Husband and Wife Team Committed to Global Health

Husband and wife team Koji Nakashima MD, a BWH hospitalist and Erin George, RN, MSN, CNM, a member of the BWH Nurse Midwifery Service, have a storied history of working in Haiti in partnership with Partners In Health (PIH). “We firmly believe that we need to level that playing field for people,” says Nakashima, specifically in the areas of access to food, clean water, and housing.

Nakashima was raised in southern California where his family instilled the value of service to others. “Many people believe that there is this true American dream that if you work hard you can get wherever you want,” says Nakashima. “But there are other people like myself who think that everyone does not start off on the same level playing field.”

This philosophy inspired Nakashima to engage with Paul Farmer, MD, MPH, chair of BWH’s Division of Global Health Equity and become part of the PIH family. Nakashima completed his training in the Global Health Equity residency program, which offers a combined approach of service at BWH and PIH in Haiti. He discussed the importance of not just building health systems, but thinking more broadly about global health equity and addressing the social determinants of health.

Nakashima described the importance of women in the Haitian community and the value of employment in addressing complex issues such as HIV prevention. He shared how offering women jobs addresses HIV prevention by making women less vulnerable and allowing them to gain power in their communities.  As global health experts, both Nakashim and George discussed the important issues related to the inextricable link of women’s and children’s health and human rights.

George, who is a native Bostonian, learned about Haiti and its rich culture through a childhood spent with friends of Haitian descent. She always knew she would give back to the community, but didn’t realize that she would one day be part of PIH in Haiti. George became passionate about pursuing a career in nursing and completed a second baccalaureate degree at the MGH Institute of Health Professions, including a culminating clinical practicum in Haiti with a Haitian nurse preceptor, Naomi Marcelin, RN, who is an expert in pediatric nursing and with whom she maintains an ongoing professional relationship.

Subsequently, George pursued a Master of Science in Nursing degree with a focus on nurse midwifery at the Yale School of Nursing. Because of her talent and expertise, George was selected for a prestigious Yale Law School Gruber Fellowship to continue her work in Haiti with PIH. Upon completion of this fellowship, George became a member of the BWH Center for Women and Newborns Nurse Midwifery Service, where she practices in both the inpatient and ambulatory settings.

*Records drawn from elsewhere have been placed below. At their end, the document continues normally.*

PR #193, opened 2017-10-30
Fix link to default logstash config

lbausch:


logstash/config/logstash.yml
```diff
@@ -9,4 +9,4 @@ path.config: /usr/share/logstash/pipeline
 ## see https://www.elastic.co/guide/en/x-pack/current/xpack-settings.html
 ##     https://www.elastic.co/guide/en/x-pack/current/installing-xpack.html#xpack-enabling
 #
-xpack.monitoring.enabled: false
```
antoineco: Would it be possible to avoid this extra diff line?

lbausch: Sure!

antoineco:
Thanks @lbausch :+1:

George developed a manuscript in collaboration with Marcelin and Dr. Patrice Nicholas from the BWH Center for Nursing Excellence called “Orphans and At-Risk Children in Haiti: Vulnerabilities and Human Rights Issues Post-Earthquake.” Published in the journal Advances in Nursing Science, the manuscript addresses the complex issues faced by children in Haiti.

Because of poverty, children may be relinquished by their families to other families that may be viewed as less affected by poverty—all in the hope that the children’s lives will improve. However, these children may be required to serve the household, missing crucial opportunities for education and full engagement with society. The United Nations has addressed this problem as a contemporary form of slavery.

The husband and wife team also shared their wisdom on avoiding cynicism—which can be fatal to improving the lives of the world’s people. Nakashima cautioned, “Do not fall into cynicism; be part of the solution, not the problem.”

George also addressed the importance of including our local community as part of the broader global health picture, since many local community members struggle with some of the same complex issues that are evident in global locations. From her perspective, “There is need everywhere and it is important to plug in whenever you can.”